PROBLEM STATEMENT. Look for "actually" in the records and copy every line that has it.
☆ ☆ ☆ ☆ ☆
PR #2178, opened 2021-04-14
Ground work for injecting liborbit.so

pierricgimmig:
Instead of dynamically loading liborbit.so on the first api call,
Orbit will automatically inject the library when needed and patch
a global function table which will enable the API in the tracee.

This PR focuses on Api, OrbitBase and OrbitTest. Note that in its
current state, it breaks manual instrumentation in OrbitTest. This
is temporary as other PRs are in the pipeline. See PR #2140 for
end-to-end liborbit.so injection.

### DIFF
--- a/src/Api/CMakeLists.txt
+++ b/src/Api/CMakeLists.txt
@@ -34,6 +34,24 @@ target_link_libraries(Api PUBLIC
         OrbitBase
         OrbitProducer
         ProducerSideChannel)
+
+
+add_library(ApiLib STATIC)
+
+target_compile_options(ApiLib PRIVATE ${STRICT_COMPILE_FLAGS})
+
+target_compile_features(ApiLib PUBLIC cxx_std_17)
+
+target_sources(ApiLib PUBLIC
+        include/Api/InitializeInTracee.h)
+
+target_sources(ApiLib PRIVATE
+        InitializeInTracee.cpp)
+
+target_link_libraries(ApiLib PUBLIC
+        ApiInterface
+        OrbitBase
+        UserSpaceInstrumentation)
 endif()
 
 
--- a/src/Api/InitializeInTracee.cpp
+++ b/src/Api/InitializeInTracee.cpp
@@ -11,9 +11,8 @@ using orbit_grpc_protos::CaptureOptions;
 
 namespace orbit_api {
 
-ErrorMessageOr<void> InitializeInTracee(const CaptureOptions& capture_options) {
+ErrorMessageOr<void> InitializeInTracee(const CaptureOptions& /*capture_options*/) {
   // Dummy implementation until "ExecuteInProcess" functionality makes it into main.
-  (void)capture_options;
   return outcome::success();
 }
 
--- a/src/Api/InitializeInTracee.cpp
+++ b/src/Api/InitializeInTracee.cpp
@@ -1,0 +1,20 @@
+// Copyright (c) 2021 The Orbit Authors. All rights reserved.
+// Use of this source code is governed by a BSD-style license that can be
+// found in the LICENSE file.
+
+#include "Api/InitializeInTracee.h"
+
+#include "Api/Orbit.h"
+#include "OrbitBase/Result.h"
+
+using orbit_grpc_protos::CaptureOptions;
+
+namespace orbit_api {
+
+ErrorMessageOr<void> InitializeInTracee(const CaptureOptions& capture_options) {
+  // Dummy implementation until "ExecuteInProcess" functionality makes it into main.
+  (void)capture_options;
+  return outcome::success();
+}
+
+}  // namespace orbit_api
--- a/src/Api/Orbit.cpp
+++ b/src/Api/Orbit.cpp
@@ -5,11 +5,12 @@
 #define ORBIT_API_INTERNAL_IMPL
 #include "Api/Orbit.h"
 
+#include <absl/base/casts.h>
+
 #include "Api/EncodedEvent.h"
 #include "Api/LockFreeApiEventProducer.h"
 #include "OrbitBase/Profiling.h"
 #include "OrbitBase/ThreadUtils.h"
-#include "absl/base/casts.h"
 
 static void EnqueueApiEvent(orbit_api::EventType type, const char* name = nullptr,
                             uint64_t data = 0, orbit_api_color color = kOrbitColorAuto) {
@@ -80,16 +81,11 @@ void orbit_api_async_string(const char* str, uint64_t id, orbit_api_color color)
 static void orbit_api_initialize_v0(uint64_t address) {
   // The api function table is accessed by user code using this pattern:
   //
+  // std::atomic_thread_fence(std::memory_order_acquire)
   // if(api->active && api->orbit_api_function_name) api->orbit_api_function_name(...);
   //
-  // We don't use locking nor memory barriers here for these reasons:
-  // 1. We rely on the fact that 64 bit read/writes on aligned uint64_t are atomic on x64 so we
-  //    assume there cannot be torn reads/writes on a function address in the table.
-  // 2. Nothing bad happens if "active" is 0 but other threads see non-null functions pointers.
-  // 3. Nothing bad happens if "active" is 1 but other threads see a null function pointer.
-  //
-  // If these assumptions became false, then we should revisit this mechanism both in this function
-  // and in the user code.
+  // We use acquire and release semantics to make sure that when api->active is set, all the
+  // function pointers have been assigned and are visible to other cores.
 
   orbit_api_v0* api = absl::bit_cast<orbit_api_v0*>(address);
   if (api->initialized != 0) return;
@@ -104,6 +100,7 @@ static void orbit_api_initialize_v0(uint64_t address) {
   api->track_uint64 = &orbit_api_track_uint64;
   api->track_float = &orbit_api_track_float;
   api->track_double = &orbit_api_track_double;
+  std::atomic_thread_fence(std::memory_order_release);
   api->initialized = 1;
   api->active = 1;
 }
--- a/src/Api/Orbit.cpp
+++ b/src/Api/Orbit.cpp
@@ -9,6 +9,7 @@
 #include "Api/LockFreeApiEventProducer.h"
 #include "OrbitBase/Profiling.h"
 #include "OrbitBase/ThreadUtils.h"
+#include "absl/base/casts.h"
 
 static void EnqueueApiEvent(orbit_api::EventType type, const char* name = nullptr,
                             uint64_t data = 0, orbit_api_color color = kOrbitColorAuto) {
@@ -74,5 +75,48 @@ void orbit_api_async_string(const char* str, uint64_t id, orbit_api_color color)
     EnqueueApiEvent(orbit_api::EventType::kString, buffer, id, color);
     str += chunk_size;
   }
+}
+
+static void orbit_api_initialize_v0(uint64_t address) {
+  // The api function table is accessed by user code using this pattern:
+  //
+  // if(api->active && api->orbit_api_function_name) api->orbit_api_function_name(...);
+  //
+  // We don't use locking nor memory barriers here for these reasons:
+  // 1. We rely on the fact that 64 bit read/writes on aligned uint64_t are atomic on x64 so we
+  //    assume there cannot be torn reads/writes on a function address in the table.
+  // 2. Nothing bad happens if "active" is 0 but other threads see non-null functions pointers.
+  // 3. Nothing bad happens if "active" is 1 but other threads see a null function pointer.
+  //
+  // If these assumptions became false, then we should revisit this mechanism both in this function
+  // and in the user code.
+
+  orbit_api_v0* api = absl::bit_cast<orbit_api_v0*>(address);
+  if (api->initialized != 0) return;
+  api->start = &orbit_api_start;
+  api->stop = &orbit_api_stop;
+  api->start_async = &orbit_api_start_async;
+  api->stop_async = &orbit_api_stop_async;
+  api->async_string = &orbit_api_async_string;
+  api->track_int = &orbit_api_track_int;
+  api->track_int64 = &orbit_api_track_int64;
+  api->track_uint = &orbit_api_track_uint;
+  api->track_uint64 = &orbit_api_track_uint64;
+  api->track_float = &orbit_api_track_float;
+  api->track_double = &orbit_api_track_double;
+  api->initialized = 1;
+  api->active = 1;
+}
+
+void orbit_api_initialize(uint64_t address, uint64_t api_version) {
+  LOG("Initializing Orbit API at address 0x%x, version %u", address, api_version);
+  if (api_version > kOrbitApiVersion) {
+    ERROR(
+        "Orbit API version in tracee (%u) is newer than the max supported version (%u). "
+        "Some features will be unavailable.",
+        api_version, kOrbitApiVersion);
+  }
+
+  if (api_version >= 0) orbit_api_initialize_v0(address);
 }
 }
--- a/src/Api/Orbit.cpp
+++ b/src/Api/Orbit.cpp
@@ -107,7 +107,7 @@ static void orbit_api_initialize_v0(uint64_t address) {
 }
 
 void orbit_api_initialize(uint64_t address, uint64_t api_version) {
-  LOG("Initializing Orbit API at address 0x%x, version %u", address, api_version);
+  LOG("Initializing Orbit API at address %#x, version %u", address, api_version);
   if (api_version > kOrbitApiVersion) {
     ERROR(
         "Orbit API version in tracee (%u) is newer than the max supported version (%u). "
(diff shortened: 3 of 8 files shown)


src/Api/InitializeInTracee.cpp
```diff
@@ -0,0 +1,20 @@
...
+#include "Api/InitializeInTracee.h"
+
+#include "Api/Orbit.h"
+#include "OrbitBase/Result.h"
+
+using orbit_grpc_protos::CaptureOptions;
+
+namespace orbit_api {
+
+ErrorMessageOr<void> InitializeInTracee(const CaptureOptions& capture_options) {
```
dimitry-, line 14: const CaptureOptions& /*capture_options*/

src/Api/InitializeInTracee.cpp
```diff
@@ -0,0 +1,20 @@
...
+  // Dummy implementation until "ExecuteInProcess" functionality makes it into main.
+  (void)capture_options;
```
dimitry-, line 16: In which case you can drop this line

src/Api/Orbit.cpp
```diff
@@ -9,6 +9,7 @@
 #include "Api/LockFreeApiEventProducer.h"
 #include "OrbitBase/Profiling.h"
 #include "OrbitBase/ThreadUtils.h"
+#include "absl/base/casts.h"
```
dimitry-, line 12: we use `<>` includes for all headers external to Orbit

src/OrbitTest/OrbitTest.cpp
```diff
@@ -24,7 +24,8 @@
 // removed once we split the introspection and manual instrumentation apis TODO(b/182848566).
 namespace orbit_api_wrapper {
 #include "Api/Orbit.h"
-}
+orbit_api_v0 g_orbit_api_v0;
```
dimitry-, line 27: does it work as expected if this is inside namespace? I guess compiler ignores namespace in this case because of extern "C" in the header. what does `readelf -d` say?

dimitry- (approved):

src/Api/CMakeLists.txt
```diff
@@ -34,6 +34,24 @@ target_link_libraries(Api PUBLIC
         OrbitBase
         OrbitProducer
         ProducerSideChannel)
+
+
+add_library(ApiLib STATIC)
```
dpallotti, line 39: I would try to find a more specific name for this target. The relationship with the `Api` is not clear from the name. Is it the target responsible for loading `Api` when the game is running? Then it could probably be called `ApiLoader`. In that case it should also be in a separate directory.

src/Api/include/Api/Orbit.h
```diff
@@ -31,32 +33,18 @@
...
-// On Linux/Stadia, our current dynamic instrumentation implementation, which relies on uprobes and
-// uretprobes, incur some non-negligible overhead (>5us per instrumented function call). Please
-// note that instrumenting too many functions will possibly cause some noticeable performance
-// degradation. Reducing overhead is our highest priority and we are actively working on a new
-// implementation that should be at least one order of magnitude faster.
-//
 // Integration:
-// To integrate the manual instrumentation API in your code base, simply include this header file.
+// To integrate the manual instrumentation API in your code base, simply include this header file
+// and instanciate the "g_orbit_api_v0" global variable in your code. Orbit will automatically
```
dpallotti, line 38:
```suggestion
// and instantiate the "g_orbit_api_v0" global variable in your code. Orbit will automatically
```
Much more common.

src/Api/include/Api/Orbit.h
```diff
@@ -269,144 +276,32 @@ typedef enum {
...
-inline void orbit_api_start_async(const char* name, uint64_t id, orbit_api_color color) {
-  static OrbitFunctor<void (*)(const char*, uint64_t, orbit_api_color)> f("orbit_api_start_async");
-  f(name, id, color);
-}
-
-inline void orbit_api_stop_async(uint64_t id) {
-  static OrbitFunctor<void (*)(uint64_t)> f("orbit_api_stop_async");
-  f(id);
-}
+// User-instanciated global variable.
```
dpallotti, line 297:
```suggestion
// User-instantiated global variable.
```
As above.

src/Api/Orbit.cpp
```diff
@@ -75,4 +76,47 @@ void orbit_api_async_string(const char* str, uint64_t id, orbit_api_color color)
...
+  api->track_uint = &orbit_api_track_uint;
+  api->track_uint64 = &orbit_api_track_uint64;
+  api->track_float = &orbit_api_track_float;
+  api->track_double = &orbit_api_track_double;
+  api->initialized = 1;
+  api->active = 1;
+}
+
+void orbit_api_initialize(uint64_t address, uint64_t api_version) {
+  LOG("Initializing Orbit API at address 0x%x, version %u", address, api_version);
```
dpallotti, line 112:
```suggestion
  LOG("Initializing Orbit API at address %#x, version %u", address, api_version);
```

src/Api/Orbit.cpp
```diff
@@ -75,4 +76,47 @@ void orbit_api_async_string(const char* str, uint64_t id, orbit_api_color color)
     str += chunk_size;
   }
 }
+
+static void orbit_api_initialize_v0(uint64_t address) {
+  // The api function table is accessed by user code using this pattern:
+  //
+  // if(api->active && api->orbit_api_function_name) api->orbit_api_function_name(...);
+  //
+  // We don't use locking nor memory barriers here for these reasons:
```
dpallotti, line 85: I have to say, I'm not very convinced, it feels like there should at least be atomics involved. But I've forgotten the little I had learned from this 3-hour talk https://www.youtube.com/watch?v=A8eCGOqgvH4 about the subtleties of this so I don't know.
But in any case: Isn't this code executed while the target is stopped? Or when only one thread is stopped? And does that make a difference?

dpallotti (approved):
If I get it correctly, the `InitializeInTracee` should be a different module.

I'm not too convinced about the assumptions on not needing any synchronization at all but I don't know enough.

src/Api/Orbit.cpp
ronaldfw: If I'm not mistaken, this is at least undefined behavior and should therefore be avoided. Is there a benefit to avoiding memory barriers here?

src/Api/Orbit.cpp
```diff
@@ -75,4 +76,47 @@ void orbit_api_async_string(const char* str, uint64_t id, orbit_api_color color)
...
+  api->track_int64 = &orbit_api_track_int64;
+  api->track_uint = &orbit_api_track_uint;
+  api->track_uint64 = &orbit_api_track_uint64;
+  api->track_float = &orbit_api_track_float;
+  api->track_double = &orbit_api_track_double;
+  api->initialized = 1;
+  api->active = 1;
+}
+
+void orbit_api_initialize(uint64_t address, uint64_t api_version) {
```
danielfenner, line 111: Not sure if I understand this correctly: 
`address` is a `orbit_api_v0*`, right? Why pass it around as a uint64_t?

src/Api/Orbit.cpp
danielfenner: > But in any case: Isn't this code executed while the target is stopped? Or when only one thread is stopped? 

All threads are stopped. Then one thread gets hijacked for doing the write. Then that thread gets restored. Then all threads are restarted.

>And does that make a difference?

I don't know.

I think the only thing we need to avoid is tearing and I think this does not occur when the data we write is eight byte aligned (no, I don't have a link to the place in the intel manual but I'd love to see one). I'm not so sure if stopping the threads helps with that. I think an unaligned access gets split into two accesses (internal to the processor, not by the compiler, the machine code is still only one instruction) and if the stop happens inbetween (is this possible?) we get tearing. All of this might be wrong!

danielfenner: [This looks related](https://docs.microsoft.com/en-us/windows/win32/dxtecharts/lockless-programming?redirectedfrom=MSDN#non-atomic-operations):

_On all modern processors, you can assume that reads and writes of naturally aligned native types are atomic. As long as the memory bus is at least as wide as the type being read or written, the CPU reads and writes these types in a single bus transaction, making it impossible for other threads to see them in a half-completed state. On x86 and x64 there, is no guarantee that reads and writes larger than eight bytes are atomic. This means that 16-byte reads and writes of streaming SIMD extension (SSE) registers, and string operations, might not be atomic._

_Reads and writes of types that are not naturally aligned—for instance, writing DWORDs that cross four-byte boundaries—are not guaranteed to be atomic. The CPU may have to do these reads and writes as multiple bus transactions, which could allow another thread to modify or see the data in the middle of the read or write._

So making sure the pointers are 8-byte aligned in the target should do the trick.

src/Api/InitializeInTracee.cpp
pierricgimmig: Done, thanks.

src/Api/InitializeInTracee.cpp
pierricgimmig: yep, thanks.

src/Api/Orbit.cpp
pierricgimmig: Done, thanks.

src/Api/Orbit.cpp
pierricgimmig: Ok so I revisited this to make sure that no one can access the function pointers until the "active" flag has been set.  To achieve this, we use acquire and release semantics in the form of memory fences. It's essentially what is described here (https://preshing.com/20130823/the-synchronizes-with-relation/). Note that since access to naturally aligned uint32_t is atomic, we don't need to make the guard variable a std::atomic<uint32_t> (this was verified with the author of the post).

See also https://preshing.com/20120913/acquire-and-release-semantics/

ronaldfw: I don't know what the code is as it's not yet updated with fences, but I'm still not sure about not using atomic on the boolean. In C++, a data race, e.g. when one thread writes to the bool and another reads at the same time, is undefined behavior (4.7.1 in the C++17 standard), unless I'm reading something wrong. That is, whether you get correct behavior here is not just a property of the underlying hardware, but also of the compiler (which in the case of undefined behavior may do what it wants). 

What's the benefit of not using an atomic? Performance?

dimitry-: std::atomic is equivalent to using load/store with memory_order_seq_cst, which is not necessary in this case, since we only want to make sure that initalized filag is read before function pointer. Note also that atomic_load/store will fail if the value passed is not properly aligned.

ronaldfw: But isn't there a potential concurrent write and read on the "initialized" or "active" boolean? (Not sure which is the one that is checked by the target process threads.)

dimitry-: I am sure they are - but atomic_load/store with acquire/release semantics is not much different from memory_order_seq_cst in that respect, or is it?

ronaldfw: I'm still not sure what the proposed code will look like. I think to be on the safe side, the code should be something like:

std::atomic<bool> active;

// On thread initializing the function pointers
api->start = &orbit_api_start;
[...]
active.store(true, std::memory_order_release);

// On threads reading the function pointers
if (active.load(std::memory_order_acquire)) {
  // use function pointer
}

pierricgimmig: > What's the benefit of not using an atomic? Performance?
Orbit.h is pure "C" so we don't get the std::atomic, but maybe there is the equivalent in C11? I'll look into it.

> std::atomic is equivalent to using load/store with memory_order_seq_cst
Well in this case we'd use memory_order_relaxed for the guard variable (active)

src/Api/CMakeLists.txt
pierricgimmig: Yeah good point, I like ApiLoader, I'll implement your suggestion.

src/Api/Orbit.cpp
ronaldfw: Ah, sorry, I didn't realize that Orbit.h was C only. I'll wait for the code update.

src/Api/Orbit.cpp
pierricgimmig: I should add more comments. "orbit_api_initialized" is (will be) called from OrbitService with the address of the function tables to patch. For a given process, there could be different tables with different api versions if different shared libraries use the api.

src/Api/Orbit.cpp
pierricgimmig: I pushed the change. Concerning the fact that Orbit.h is C, there is an additional annoyance that we can't include <stdatomic.h> from C++ (we get compilation errors: https://godbolt.org/z/3nqzM6he7, it seems to be a known issue). 

Since we use this guard variable as a flag, it can be either 0 or 1, even if the write was not atomic, I have a hard time imagining a scenario where that could be an issue. In our case, what is important is that by the time the flag is set to 1, all the function pointers are visible.

pierricgimmig: A non-atomic write would only delay the api enabling. Also, it's worth noting that those function pointers are written to once and never changed again.

ronaldfw: My (only) point here is that not using atomic on the guard flag is undefined behavior in C++ (and presumably in C11 as well?). But if we can't use https://en.cppreference.com/w/c/language/atomic due to the compilation error, I'm not sure what we can do.

dpallotti: Would it be possible and how complicated would it be to switch between the C++ atomics and the C atomics depending on whether it's C++ or C here?
With all the subtleties at compiler and CPU level (more about memory order than tearing) and the undefined behavior I think it would be cleaner and clearer to use atomics.

pierricgimmig: > Would it be possible and how complicated would it be to switch between the C++ atomics and the C atomics depending on whether it's C++ or C here?

Because we access this atomic from C++ in liborbit.so, we'd have to reinterpret the C atomic of Orbit.h as a C++ atomic, which seems risky. The fact that we can't include <stdatomic.h> in C++ is really annoying. I agree that it would be cleaner to simply have an atomic here, but we are dealing with an operation we know to be atomic on our system and pretty much every system:

"For example, it’s common knowledge that on all modern x86, x64, Itanium, SPARC, ARM and PowerPC processors, plain 32-bit integer assignment is atomic as long as the target variable is naturally aligned. You can verify it by consulting your processor manual and/or compiler documentation. In the games industry, I can tell you that a lot of 32-bit integer assignments rely on this particular guarantee." (https://preshing.com/20130618/atomic-vs-non-atomic-operations/#:~:text=For%20example%2C%20it's%20common%20knowledge,target%20variable%20is%20naturally%20aligned.)

Moreover, it seems that in our case, even if the write wasn't atomic, it wouldn't change the fact that whenever the guard variable's value became a potentially torn non-zero value, we'd be sure that the function table was fully visible (this is achieved with the memory barriers).

I'll keep thinking about how we could possibly share an atomic between C and C++, but so far I don't see how to do it cleanly. I'm definitely open to suggestions.

pierricgimmig: https://www.youtube.com/watch?v=A8eCGOqgvH4&t=4779s gives some hint about the fact that the guard variable can be an aligned int. Also, in https://preshing.com/20130922/acquire-and-release-fences/, we see `g_guard.store(1, std::memory_order_relaxed);` . The use of std::memory_order_relaxed here means that we only care about atomicity of the guard variable and not about memory ordering. Memory ordering is taken care of by the acquire and release fences.

I will submit the current implementation.

src/OrbitTest/OrbitTest.cpp
pierricgimmig: `readelf -d` doesn't return anything, but 'readelf -s' gives me:

`736: 0000000000068110    96 OBJECT  GLOBAL DEFAULT   29 g_orbit_api_v0
`

src/Api/CMakeLists.txt
pierricgimmig: Will do so in another PR shortly actually, b/185530194

src/Api/InitializeInTracee.cpp
```diff
@@ -0,0 +1,20 @@
...
+
+#include "Api/Orbit.h"
+#include "OrbitBase/Result.h"
+
+using orbit_grpc_protos::CaptureOptions;
+
+namespace orbit_api {
+
+ErrorMessageOr<void> InitializeInTracee(const CaptureOptions& capture_options) {
+  // Dummy implementation until "ExecuteInProcess" functionality makes it into main.
```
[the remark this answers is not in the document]
pierricgimmig: The PR is ready actually, I'll submit it shortly.

pierricgimmig:
Thanks to all for the comments. I will submit as so that I can submit subsequent PRs that rely on this ground work. This is by no means set in stone and I'll be happy to modify further if need be.

src/Api/Orbit.cpp
dpallotti: > The use of std::memory_order_relaxed here means that we only care about atomicity of the guard variable and not about memory ordering.

This is fair. As I wrote in my comment, my issue is generally not with possible tearing (thanks to the atomicity that comes from aligned writes), but about memory order, as this can cause incredibly unexpected issues. If we already take care of memory ordering, then I'm happy as long as it's properly documented.

dpallotti: > we'd have to reinterpret the C atomic of Orbit.h as a C++ atomic, which seems risky

Yeah yeah, this seems super risky, we should not do that.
☆ ☆ ☆ ☆ ☆
RESPONSE TO THE EXERCISE.
pierricgimmig: Will do so in another PR shortly actually, b/185530194
pierricgimmig: The PR is ready actually, I'll submit it shortly.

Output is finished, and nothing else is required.